§ Aim of the exercise
If a line below contains the string "updateDotConfigFromGenesis", copy it out.

+++ Data provided

PR #733, opened 2020-03-31
cmd, dot: overwrite config with genesis

### LINKED ISSUE #713: load name, id, protocol id, bootnodes from genesis upon startup
currently, these are being set in config.toml, however they should be retrieved from the genesis file (with the LoadGenesisData function). we can add additional bootnodes in the config, or override the protocol ID in the config, but they should be loaded from the genesis data initially.

ryanchristo:
## Changes

- load genesis configuration values (`Name`, `ID`, `Bootnodes`, `ProtocolID`) from genesis file while setting the node configuration and overwrite configuration if configuration values do not match.

- add `name` flag for telemetry

## Tests:
```
go test ./cmd/gossamer
go test ./dot
```

### Issues:
related to #713, no longer closes - ***updated***

### DIFF
--- a/cmd/gossamer/config.go
+++ b/cmd/gossamer/config.go
@@ -22,13 +22,14 @@ import (
 	"strings"
 
 	"github.com/ChainSafe/gossamer/dot"
+	"github.com/ChainSafe/gossamer/lib/genesis"
 
 	log "github.com/ChainSafe/log15"
 	"github.com/urfave/cli"
 )
 
-// loadConfigFile loads a default config file if --node is specified, a specific config if --config is specified,
-// or the default gossamer config otherwise.
+// loadConfigFile loads a default config file if --node is specified, a specific
+// config if --config is specified, or the default gossamer config otherwise.
 func loadConfigFile(ctx *cli.Context) (cfg *dot.Config, err error) {
 	// check --node flag and load node configuration from defaults.go
 	if name := ctx.GlobalString(NodeFlag.Name); name != "" {
@@ -71,6 +72,26 @@ func loadConfigFile(ctx *cli.Context) (cfg *dot.Config, err error) {
 	return cfg, nil
 }
 
+// createInitConfig creates the configuration required to initialize a dot node
+func createInitConfig(ctx *cli.Context) (cfg *dot.Config, err error) {
+	cfg, err = loadConfigFile(ctx)
+	if err != nil {
+		log.Error("[cmd] Failed to load toml configuration", "error", err)
+		return nil, err
+	}
+
+	// set global configuration values
+	setDotGlobalConfig(ctx, &cfg.Global)
+
+	// set init configuration values
+	setDotInitConfig(ctx, &cfg.Init)
+
+	// ensure configuration values match genesis and overwrite with genesis
+	updateDotConfigFromGenesis(ctx, cfg)
+
+	return cfg, nil
+}
+
 // createDotConfig creates a new dot configuration from the provided flag values
 func createDotConfig(ctx *cli.Context) (cfg *dot.Config, err error) {
 	cfg, err = loadConfigFile(ctx)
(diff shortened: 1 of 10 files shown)


cmd/gossamer/config.go
```diff
@@ -240,10 +251,57 @@ func setDotRPCConfig(ctx *cli.Context, cfg *dot.RPCConfig) {
...
+
+// updateFromGenesis updates the configuration based on the genesis file values
+func updateFromGenesis(cfg *dot.Config) {
+
+	// load Genesis from genesis configuration file
+	gen, err := genesis.LoadGenesisFromJSON(cfg.Global.Genesis)
+	if err != nil {
+		log.Error("[cmd] failed to load genesis from file", "error", err)
+		return // exit
+	}
```
noot, line 270: unless you are doing `init`, the genesis file isn't relevant anymore, not sure why it's in the config. if you are running gossamer when it's already initialized, you should be retrieving the genesis data using `state.LoadGenesisData`

cmd/gossamer/main.go
```diff
@@ -102,6 +102,9 @@ func main() {
 // configuration, loads the keystore, initializes the node if not initialized,
 // then creates and starts the node and node services
 func gossamerAction(ctx *cli.Context) error {
+	if ctx.IsSet(GenesisFlag.Name) {
+		return fmt.Errorf("genesis flag not allowed with start command")
+	}
```
ryanchristo, line 107: cc @noot I think this solves your concerns about the genesis flag being passed with the root action

ryanchristo: I could probably move this below the arguments check but otherwise I think this is all we need for now to prevent genesis from being used with the root action

noot: you should just remove it from the GlobalFlags in flags.go
create InitFlags, add GenesisFlag there, and then update initCommand Flags in main.go to initFlags

noot: I just realized export, init, and account are all set to `AllFlags`, this is wrong. the flags are separated in flags.go for a reason, specifically `AccountFlags` which are only relevant for `gossamer account`.

ryanchristo: separate issue please, this pull request addresses loading the properties from the genesis file and making sure they match and are being set in the configuration when initializing a node

ryanchristo: I'm also not sure it is "wrong" but maybe it is being approached from a different angle

noot: it's definitely a bug, you should not be allowed to use the genesis flag without `init`.

ryanchristo: you should be able to use with export as well and it should have no affect if you are using it with other commands so I am still not sure if it is wrong or a bug but we can take a look

noot: I also don't think this fixes the issue where you `init` with genesisA.json, then run `gossamer --config configB.json` where configB genesis set to genesisB.json.

cmd/gossamer/config.go
ryanchristo: This is just loading the genesis properties so that they can be added to the configuration. Let me know if this is still confusing or if it still needs to be fixed.

noot: if this is being called from `initAction` this is ok. if this is being called from `gossamerAction` it should be reading the genesis data from the database

ryanchristo: ok, with the added check if the genesis flag is being passed to `gossamerAction`, sounds like this is ok as is then. :+1:

cmd/gossamer/main.go
ryanchristo: I am not sure this is related to this issue, can you open a new issue?

noot: https://github.com/ChainSafe/gossamer/issues/736

cmd/gossamer/config.go
noot: not really, since this still allows incorrect genesis data to be read (ie. not what the node was initialized with)

except for the `init` case, the genesis data should *only* be read from the database

noot: the issue explicity says that the genesis data should be loaded with `LoadGenesisData`

ryanchristo:
cc @noot ready for another review, this pull request no longer closes #713

ryanchristo:
also, this pull request is now based of `noot/flags` and is blocked until #742 is merged

ryanchristo:
The way I see it, the command and setting the configuration values is separate from the initialization process. All we are doing in this pull request is checking the genesis file against the configuration and logging a warning so that the user knows the genesis file and config mismatch.

This pull request does not close #742 because it does not load genesis data from state, it only checks if the genesis file and configuration file match and warns the user if they do not. I would prefer to address loading genesis data in a separate pull request.

noot:
okay I'm not sure I see the point of this then, since we would only load genesis data from the file during init, in which case the config values being overwritten doesn't matter since genesis would be the source of truth. 

if you call the function only from `setDotInitConfig` then it's okay. otherwise I don't think it's necessary

ryanchristo:
The point of this is to check if the genesis configuration values do not match the config values (either the default values from the node defaults file or a passed in config file) and warns the user if they do not match. If you still do not see the point and it does no harm, can we merge and revisit later so that we can continue to move forward?

noot:
move the updateDotConfigFromGenesis call to setDotInitConfig only, then I think it's fine. we shouldnt be reading from the genesis file unless initializing

ryanchristo:
cc @noot I have removed it per request even though I believe the check was helpful to understand how configuration values are being read and set, not just when calling `init`, and it was doing no harm, but it would be easy enough to reinclude while debugging if necessary.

++++++

§ Reply to the task
+	updateDotConfigFromGenesis(ctx, cfg)
move the updateDotConfigFromGenesis call to setDotInitConfig only, then I think it's fine. we shouldnt be reading from the genesis file unless initializing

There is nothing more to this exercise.